PATIENTS who have been diagnosed with cancer say that they feel their days are numbered. They tell you that cancer drains them not only mentally and spiritually, but financially, as well.
Cancer treatment is not cheap, especially if you are diagnosed at a later stage.
Undergoing an array of modern techniques to fight cancer offers you a bigger chance of prolonging your life, easing your pain or getting rid of it entirely.
Here in the Philippines, the most common ways of treating cancer are through systemic chemo and radiation therapies. These kill cancerous cells in the body, but in the process, destroy immune cells, thus weakening the patient’s body.
These also affect the physical appearance of the patient because these discolor the skin and pull out hair. Some doctors recommend surgery to remove cancerous tumor or, sometimes, remove the body part where the tumor is located.
Minimally invasive treatment
There is a hospital in Guangzhou City, China that offers modern cancer treatment that does away with the systemic chemotherapy and radiation.
St. Stamford Modern Cancer Hospital Guangzhou conducts 18 minimally invasive therapies in treating cancer patients.
Aside from modern techniques, St. Stamford uses state of the art medical equipment comparable to Western standards, it being a hospital accredited by the Joint Commission International (JCI). JCI is an international accreditation organization that sets high standards in medical care.
St. Stamford is an international hospital that specializes in cancer treatment and plastic surgery. It offers treatments of colon, brain, breast, liver and other types of cancer.
Recently, a delegation from Cebu City, led by Cebu City Councilor Joel Garganera, visited the hospital upon the invitation of the hospital administration.
The visit was meant to show the hospital facilities and how St. Stamford conducts its medical procedures in treating cancer patients.
St. Stamford’s team of doctors conducts Transarterial Chemoembolization (TACE) or arterial infusion chemotherapy.
It directly targets tumor, the source of cancerous cells, using catheters that contain chemo chemical. This method is more effective than the traditional chemotherapy because 95 percent of the medicine goes directly to the tumor and stays there, killing it slowly. According to Dr. Xiachi Peng, chief oncologist of St. Stamford, in a half-day lecture before the delegates, this method lessens the negative effects of the medicine to the body’s immune system because it is localized.
It also has a minimal impact of the patient’s physical appearance because there is no discoloration of the skin, Xiachi said.
Another method is called cryotherapy. It uses medical needles with a temperature not higher than negative 180 degrees Celsius. This localized treatment deadens tumor through the use of very low temperature.

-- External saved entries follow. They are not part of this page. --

PR #2401, opened 2024-05-25
Add shopperInsightsUsed xprop 👾

spencersablan:
### Description

**JIRA:** [DTPPCPSDK-2369](https://paypal.atlassian.net/browse/DTPPCPSDK-2369)

- 🙅‍♂️ _**Added new xprop**_ - Added `shopperInsightsUsed` as new xprop that returns a function so that we can call it in smart-payment-buttons

❤️ Thank you!

### DIFF
--- a/src/zoid/buttons/component.jsx
+++ b/src/zoid/buttons/component.jsx
@@ -41,6 +41,7 @@ import {
   getExperimentation,
   getSDKAttribute,
   getJsSdkLibrary,
+  wasShopperInsightsUsed,
 } from "@paypal/sdk-client/src";
 import {
   rememberFunding,
@@ -950,6 +951,13 @@ export const getButtonsComponent: () => ButtonsComponent = memoize(() => {
       sessionState: {
         type: "object",
         value: () => sessionState,
+      },
+
+      shopperInsightsUsed: {
+        type: "function",
+        value: () => {
+          return () => true;
+        },
       },
 
       stageHost: {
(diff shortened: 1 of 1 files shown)


src/zoid/buttons/component.jsx
```diff
@@ -952,6 +953,13 @@ export const getButtonsComponent: () => ButtonsComponent = memoize(() => {
         value: () => sessionState,
       },
 
+      shopperInsightsUsed: {
```
wsbrunson, line 956:
```suggestion
      getShopperInsightsUsed: {
```

we should probably call this `get...` because its a function not a property

spencersablan: great callout here!

src/zoid/buttons/component.jsx
```diff
@@ -948,6 +949,13 @@ export const getButtonsComponent: () => ButtonsComponent = memoize(() => {
         value: () => sessionState,
       },
 
+      getShopperInsightsUsed: {
+        type: "function",
+        value: () => {
+          return () => wasShopperInsightsUsed();
+        },
+      },
```
wsbrunson, line 957: this is totally a nit so ignore if you like it the way you wrote it.

```suggestion
        value: () => wasShopperInsightsUsed,
      },
```

wsbrunson (approved):

src/zoid/buttons/component.jsx
spencersablan: Good nit 🚀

St. Stamford also uses immunotherapy, a type of treatment wherein the body’s immune system is boosted. One method is extracting blood from the patient, culturing it in the laboratory and propagating the immune cells before transfusing it back to the body after a certain period.
The therapy helps the immune system in destroying cancer cells or slowing their growth, and stopping the spread to other parts of the body.
With St. Stamford doctors having more than two decades of experience, Xiachi said, they have several patients who were cured of cancer and who now live normal lives. He cited the case of a Vietnamese male patient who was diagnosed with stage 4 cancer but has been cancer-free for seven years after he underwent treatment at St. Stamford.
In another lecture, Dr. Haishan Bai, chief physician and a Nano-knife surgeon, vouched for the safety of their therapies.
He cited Nano-knife therapy as safe because they use 3D printing template and computed topography. Through the use of these modern equipment, the targeted surgery is accurate.
Haishan said their minimally invasive therapies are going to be the future of cancer treatment. Their modern facilities, coupled with affordable hotel-like rooms and caring staff, make St. Stamford a good choice for modern cancer treatment.
In the same trip to Guangzhou late July this year, the delegates visited two Filipino patients with different types of cancer.
One of them, a 51-year-old female patient from Lipa, Batangas, was diagnosed with stage 4 cancer in both lungs, one and a half years ago. “My left lung is already clear of cancerous tumor but my right still has a small lesion,” she said.
Since the treatment started, she feels stronger and breathes better, she said. Another patient from San Pablo City, Laguna was diagnosed with stage 4 carcinoma last November. “Eighty percent of the cancer cells are gone. But the doctors are still determining the primary source,” said her nephew who is looking after her since her hospitalization in Guangzhou.
They said different types of therapies have been used in treating them.